明暗(夏目漱石)のあらすじ・登場人物
「未完」で絶たれた漱石の絶筆
- 作者
- 夏目漱石
- 発表
- 1916年(大正5年)5月
- 初出
- 朝日新聞
- 種別
- 小説
- ジャンル
- 心理
- 恋愛
- 舞台
- 東京都
- 文字数
- 322,643字
- 読了目安
- 約10時間45分
- 表記
- 新字新仮名
この作品について
漱石が死の直前まで書き継ぎ、未完のまま絶筆となった最後の長編。夫婦・親族・友人のあいだの微妙なエゴイズムと心理の駆け引きを、これまでにない緻密な筆致で解剖する。主人公・津田と、その妻お延、かつて津田が愛した清子らを配し、人が無意識のうちに自我をむき出しにする様を克明に追う。
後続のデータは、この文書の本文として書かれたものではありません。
PR #13851, opened 2017-12-03
Split Landal.* from Wyndham.xml

cschanaj:


src/chrome/content/rules/Wyndham.xml
```diff
@@ -126,26 +123,13 @@ Fetch error: http://www.wyndhamrentals.com/ => https://www.wyndhamrentals.com/:
...
 
 	<rule from="^http://www\.landacampings\.(be|nl)/(css|favicons|img)/"
 		to="https://www.landalcampings.$1/$2/"/>
 
-	<rule from="^http://secure\.landal\.com/"
-		to="https://secure.landal.com/"/>
-
 	<!--	redirects as so	-->
 	<rule from="^http://(?:www\.)?landalgreenparks\.com/"
 		to="https://www.landal.com/"/>
```
J0WI: What about that one?

cschanaj: I'm sorry. Can you be more specific?

J0WI: The `landalgreenparks.com` hosts are redirected to `landal.com`. If you plan to keep this rule it should be in the `Landal.xml` file.

cschanaj:
@J0WI I have moved `landalgreenparks.com` to `Landal.xml`. Thanks!!

PR #13855, opened 2017-12-03
Add more subdomains for Serving-sys.com

numismatika:


src/chrome/content/rules/Serving-sys.com.xml
```diff
@@ -1,70 +1,109 @@
...
-	<!--securecookie host="^bs\.serving-sys\.com$" name="(?:S_\d+|r1)$" /-->
+	<target host="secure-msntest.serving-sys.com" />
+	<target host="services.serving-sys.com" />
 
 	<securecookie host="^bs\.serving-sys\.com$" name=".+" />
 
 
-	<rule from="^http://activity\.serving-sys\.com/"
+	<!--<rule from="^http://activity\.serving-sys\.com/"
 		to="https://bs.serving-sys.com/" />
```
J0WI: Do we have any issues with this redirect?

numismatika: I commented it out to see if the url test works with a simple http to https redirect without changing the subdomain and left it this way because the check was happy.

J0WI: But there is no redirect for `activity.serving-sys.com` because you also removed the target.

numismatika: indeed, it is back now

PR #13857, opened 2017-12-03
Split Potager.org.xml into more manageable rulesets

Bisaloo:
@potager, could you fix the mismatch issues that occur when you are just redirecting to another domain?

In that case, we could bring back the wildcards. You may also want to consider [HSTS preloading](https://scotthelme.co.uk/hsts-preloading/).

### DIFF
--- a/src/chrome/content/rules/Pimienta.org.xml
+++ b/src/chrome/content/rules/Pimienta.org.xml
@@ -1,0 +1,20 @@
+<ruleset name="Pimienta.org">
+
+	<target host="pimienta.org" />
+	<target host="www.pimienta.org" />
+	<target host="alcachofa.pimienta.org" />
+	<target host="assembleasocialpoblenou.pimienta.org" />
+	<target host="bibliotecadelaevasion.pimienta.org" />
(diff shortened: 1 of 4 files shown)


src/chrome/content/rules/Pimienta.org.xml
```diff
@@ -0,0 +1,20 @@
...
+	<target host="frustros.pimienta.org"/>
+	<target host="gofistfoundation.pimienta.org" /><!-- NSFW -->
+	<target host="mambo.pimienta.org" />
+	<target host="oreja.pimienta.org" />
+	<target host="quematumovil.pimienta.org" />
+	<target host="terracremada.pimienta.org" />
+
+	<rule from="^http:" to="https:" />
+
+<ruleset>
```
pipboy96: `</ruleset>`

J0WI: :ping_pong: @Bisaloo

J0WI:
Some fetch tests are now failing, but syntax LGTM now.

PR #17345, opened 2019-01-31
Create ruleset: Abercrombie.com

injust:


injust:
Looks like the CI build is failing due to the server blocking requests. Even cURL fails unless you give it a browser UA.
Adding a whitelist entry.

ivysrono:
`Access Denied` all?

PR #17347, opened 2019-02-01
Change the open URL link to a button

patch-malone:
When trying to visit a page that isn't available as HTTPS a user may be shown a cancel page where they can either cancel the insecure visit or choose to override the restriction. The link of the URL shown at the bottom of that page misleadingly goes to an internal extension URL. Instead, change the actionable item into a button with a clear label describing the action.

### Before
before screenshot

### After
Notice the button at the bottom of the page
after screenshot

### DIFF
--- a/chromium/pages/cancel/index.html
+++ b/chromium/pages/cancel/index.html
@@ -8,11 +8,21 @@
     <link rel="stylesheet" href="style.css" type="text/css" />
   </head>
   <body>
-    <h1 id="https-everywhere"><img src="../../images/banner-red.png" alt="HTTPS Everywhere" /></h1>
-    <p data-i18n="cancel_he_blocking_explainer"></p>
-    <p id="url-paragraph"><span id="url-label">URL: </span><a href="#" id="originURL"></a></p>
-    <script src="../translation.js"></script>
-    <script src="../util.js"></script>
-    <script src="ux.js"></script>
+    <div class="content">
+      <h1 id="https-everywhere"><img src="../../images/banner-red.png" alt="HTTPS Everywhere" /></h1>
+      <p data-i18n="cancel_he_blocking_explainer"></p>
+
+      <p id="url-paragraph">
+        <span id="url-label">URL: </span><a href="#" id="url-value">PLACEHOLDER</a>
+      </p>
+
+      <form method="get" action="#" id="url-actions-form">
+        <button type="button" name="open" formaction="#" id="open-url-button" data-i18n="cancel_open_page">Open insecure page</button>
+      </form>
+
+      <script src="../translation.js"></script>
+      <script src="../util.js"></script>
+      <script src="ux.js"></script>
+    </div>
   </body>
 </html>
--- a/chromium/pages/cancel/style.css
+++ b/chromium/pages/cancel/style.css
@@ -1,20 +1,41 @@
 body{
   margin-top: 6em;
-  left: 50%;
   position: relative;
-  overflow: hidden;
+  text-align: center;
 }
 
-h1 img{
-  position: relative;
-  left: -289px;
-}
-
-p{
+.content{
   width: 600px;
-  position: relative;
-  left: -300px;
+  margin: auto;
+  text-align: left;
+}
+
+h1{
+  text-align: center;
+}
+
+form, button, p{
   font-size: 12pt;
   font-family: sans-serif;
   line-height: 150%;
+}
+
+form{
+  overflow: auto;
+  margin-bottom: 1em;
+}
+
+form button{
+  padding: .5em 1em;
+  background-color: #aaa;
+  color: #fff;
+  border: none;
+  border-radius: 4px;
+  cursor: pointer;
+}
+
+#open-url-button{
+  display: inline-block;
+  float: left;
+  background-color: #ec1e1e;
 }
--- a/chromium/pages/cancel/ux.js
+++ b/chromium/pages/cancel/ux.js
@@ -28,15 +28,20 @@ function replaceLink(explainer) {
 function displayURL() {
   const cancelURL = new URL(window.location.href);
   const originURL = decodeURI(cancelURL.searchParams.get('originURL'));
-  const originURLLink = document.getElementById('originURL');
-  originURLLink.innerText = originURL;
+  const originURLLink = document.getElementById('url-value');
+  const openURLButton = document.getElementById('open-url-button');
 
-  originURLLink.addEventListener("click", function() {
+  originURLLink.innerHTML = originURL;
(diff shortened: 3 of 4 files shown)


pipboy96:
Needs some work with CSS styling, but the idea is good.

pipboy96:
@patch-malone Wait a couple of minutes, I will write a style.

chromium/pages/cancel/index.html
```diff
@@ -8,11 +8,18 @@
...
-    <script src="../translation.js"></script>
-    <script src="../util.js"></script>
-    <script src="ux.js"></script>
+    <div class="content">
+      <h1 id="https-everywhere"><img src="../../images/banner-red.png" alt="HTTPS Everywhere" /></h1>
+      <p data-i18n="cancel_he_blocking_explainer"></p>
+      <p id="url-paragraph">
+        <span id="url-label">URL: </span><a href="#" id="url-value">PLACEHOLDER</a>
+      </p>
+      <form method="get" action="#" id="url-form">
```
pipboy96: no need for `<form>` here.

chromium/pages/cancel/index.html
```diff
@@ -8,11 +8,18 @@
...
+        <button name="open" formaction="#" id="open-url-button">Open page insecurely</button>
```
pipboy96: no need for `formaction` either.

chromium/pages/cancel/style.css
```diff
@@ -1,20 +1,34 @@
...
+form, form button{
+  font-size: 12pt;
+}
+
+form button{
+  padding: 8px 16px;
+}
+
+#open-url-button{
+  background: red;
```
pipboy96:
```css
button {
	cursor: pointer;
	display: inline-block;
	margin: 0;
	padding: 1em 1em;
	background: repeating-linear-gradient( 45deg, red, red 7.5px, salmon 7.5px, salmon 15px );
	color: #fff;
	font-weight: bold;
	text-align: center;
	vertical-align: middle;
	-moz-user-select: none;
  user-select: none;
	border: 0;
	border-radius: 5px;
}
```

chromium/pages/cancel/index.html
pipboy96: It would be better if it was more obvious that this option permanently whitelists the website.

chromium/pages/cancel/index.html
```diff
@@ -8,11 +8,18 @@
...
-    <p data-i18n="cancel_he_blocking_explainer"></p>
-    <p id="url-paragraph"><span id="url-label">URL: </span><a href="#" id="originURL"></a></p>
-    <script src="../translation.js"></script>
-    <script src="../util.js"></script>
-    <script src="ux.js"></script>
+    <div class="content">
+      <h1 id="https-everywhere"><img src="../../images/banner-red.png" alt="HTTPS Everywhere" /></h1>
+      <p data-i18n="cancel_he_blocking_explainer"></p>
+      <p id="url-paragraph">
+        <span id="url-label">URL: </span><a href="#" id="url-value">PLACEHOLDER</a>
```
pipboy96: make this a `<span>` that autoselects if you click it.

chromium/pages/cancel/index.html
patch-malone: Should the notice be part of the button or in subtext underneath?

pipboy96: Make the button say: "Open insecurely and do not ask again".

chromium/pages/cancel/style.css
patch-malone: Thanks for providing the CSS. The screenshot has been updated.

chromium/pages/cancel/index.html
patch-malone: Are you wanting an anchor element instead of the button (and form)?

pipboy96: @patch-malone `<button>` doesn't need a form.

patch-malone: What about the button's `formaction`? I think it's better to persist the URL in the standard HTML attribute (`formaction`) on `<button>` itself rather than dynamically reading it from another part of the page because that will make it clear to someone inspecting source where the button takes them, along with making the value available to screenreaders.

chromium/pages/cancel/index.html
patch-malone: The button text has been updated.

chromium/pages/cancel/index.html
patch-malone: I can understand hiding the internal extension URL though. What do you recommend?

pipboy96: Change the button to `<a>` then. That would make more sense in this case.

patch-malone: The `<button>` has been changed to an `<a>` tag.

chromium/pages/cancel/index.html
patch-malone: I think it's valuable to know whether you've visited the URL before. A user may remember that they visited a website a few years ago but not quite remember the exact URL. If they search for it on http://excite.com/ and click an imposter link the :visited status can expose that.

pipboy96: @patch-malone You need to make the link show a message box that asks if it's ok to visit unencrypted website then.

patch-malone: I see. Do you think the <span> is better?

pipboy96: @patch-malone Yes.

pipboy96:
I have another idea. To make the page seem more like an error page, the bg should be yellow, possibly striped too.

pipboy96:
You can apply these styles to `html`:
```css
background: repeating-linear-gradient(45deg, #ffdc00, #ffdc00 10px, #e5c600 10px, #e5c600 20px);
min-height: 100vh; /* this fixes weird looping */
```

pipboy96:
Maybe instead of closing the page you should make it go back to the page that had unencrypted link and if that's impossible (page was opened directly) you should simply hide the button?

patch-malone:
Tab history isn't accessible. `history.back()` doesn't work correctly in this instance and `document.referrer` is blank. I'll remove the button. It can be added in a separate PR.

patch-malone:
@Bisaloo Are any other changes required before merging?

Bisaloo:
Let's ask @zoracon. I know some people at the EFF are usually involved in UI PR review but I'll let @zoracon ping them if necessary.

zoracon:
@Bisaloo I can pull this down and review. The interstitial page does need admittedly need work. We have UX dev plans in the making #16669, but I see no harm with looking this change over to see how it plays out.

PR #17352, opened 2019-02-01
Make it possible to open debugging ruleset editor on Firefox

pipboy96:
On latest Firefox Nightly, pressing Ctrl-Z on options page does nothing if you are viewing it from Firefox UI, and if you are viewing it directly it just shows a "popup blocked" message.

### DIFF
--- a/chromium/pages/options/index.html
+++ b/chromium/pages/options/index.html
@@ -53,6 +53,10 @@
       </div>
     </div>
 
+    <div class="section-wrapper">
+      <a href="/pages/debugging-rulesets/index.html" target="_blank" data-i18n="options_debuggingRulesets"></a>
+    </div>
+
     <script src="ux.js"></script>
     <script src="../translation.js"></script>
     <script src="../util.js"></script>
--- a/chromium/pages/options/index.html
+++ b/chromium/pages/options/index.html
@@ -53,9 +53,7 @@
       </div>
     </div>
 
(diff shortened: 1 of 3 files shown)


pipboy96:
screenshot

Hainish:
I'm not a fan of exposing this to users.  This functionality was added specifically for maintainers to make it easier to test rulesets.  Creating an additional route to add custom rulesets adds UX complexity, and will cause people to rely on this even if we add a warning to it.

Popups are probably not blocked intentionally for extensions in Firefox, I'm wondering if this is a regression we can open a bug report for in bugzilla..

pipboy96:
@Hainish There is already a bug open, it seems to be stalled.

BTW can we simply remove this UI and ask people who want to use it to directly type the URL for the editor if you want it to be hidden? Just make sure to document it for devs to be able to use it.

pipboy96:
https://bugzilla.mozilla.org/show_bug.cgi?id=1429624

Last activity 9 months ago, no follow-up.

pipboy96:
wait, can we make <kbd>Ctrl</kbd> + <kbd>Z</kbd> make this link visible and set a "developer mode" flag in extension storage?

Hainish:
@pipboy96 yes, that makes sense.  I'd merge that.

pipboy96:
@Hainish Ok, I close this and start work on this suggestion.

PR #17362, opened 2019-02-02
Added new ruleset - Rrpproxy.net.xml

RemakingEden:
Another domain for https://github.com/EFForg/https-everywhere/issues/2324


Bisaloo:
It depends on where you're running `git checkout -b newbranchname`. 

If you're running it from `master`, you should be fine. But if you run it from a branch where you already made changes, those will be copied to the new branch (`newbranchname`).

Otherwise, you could run `git checkout -b newbranchname master` to always create your new branch from master.

RemakingEden:
@Bisaloo Thanks mate, that's really helpful. Still getting my head around everything. I will close these requests and open new correct ones.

「則天去私」の境地を目指したとされる作品で、津田が温泉宿で清子と再会する場面の途中、「未完」の二字を残して筆が絶たれている。
あらすじ
会社勤めの津田由雄は、痔の手術を受けることになり、結婚まもない妻・お延との新婚生活のかたわら、自身の過去に心をとらわれている。かつて津田は清子という女性を深く愛していたが、彼女は理由も告げず突然ほかの男のもとへ嫁いでしまった。その傷を抱えたまま、津田は勧められるままお延と結婚したのだった。聡明で誇り高いお延は、夫の愛を確かめようと気を張り、津田の妹お秀や、世話好きな吉川夫人ら周囲の人々との関係のなかで、それぞれの見栄や打算、思惑が複雑に絡み合っていく。津田の心を見透かした吉川夫人は、療養と称して、清子の滞在する温泉宿へ津田をひそかに差し向ける。妻に告げぬまま温泉場へ赴いた津田は、ついに清子と再会を果たす。なぜ自分を捨てたのか——その謎を解こうと清子の微笑の意味を測りかねながら、津田が自分の部屋へ戻るところで、物語は「未完」の二字を残して、永遠に途切れている。
登場人物
- 津田由雄 会社勤めの青年。かつて愛した清子に去られた傷を抱えたまま、お延と結婚している
- お延 津田の妻。聡明で誇り高く、夫の愛を確かめようとする
- 清子 かつて津田が愛した女性。理由も告げず津田のもとを去った
- 吉川夫人 世話好きの夫人。津田を清子のいる温泉宿へ差し向ける
- お秀 津田の妹
人物相関図
章ごとの「厳選あらすじ」
アプリでは、この作品を次の章立てで詳しく読めます(全文はアプリ内)。
- 一 この作品について
- 二 主要人物
- 三 主要なサブキャラクター
- 四 発端──「まだ奥がある」
- 五 藤井の家、小林という男
- 六 芝居の一日──お延をめぐる人々
- 七 病室──兄妹の衝突と、妻の到来
- 八 二つの探り合い──同じ日の午後
- 九 妥協──夫婦の一夜
- 一〇 送別会と旅立ち
- 一一 温泉場──清子との再会、そして「未完」
- 一二 重要な設定と伏線
冒頭部(原文より)
医者は探りを入れた後で、手術台の上から津田を下した。「やっぱり穴が腸まで続いているんでした。この前探った時は、途中に瘢痕の隆起があったので、ついそこが行きどまりだとばかり思って、ああ云ったんですが、今日疎通を好くするために、そいつをがりがり掻き落して見ると、まだ奥があるんです」
『明暗』夏目漱石(青空文庫)
末尾部(原文より)
清子はこう云って微笑した。津田はその微笑の意味を一人で説明しようと試みながら自分の室に帰った。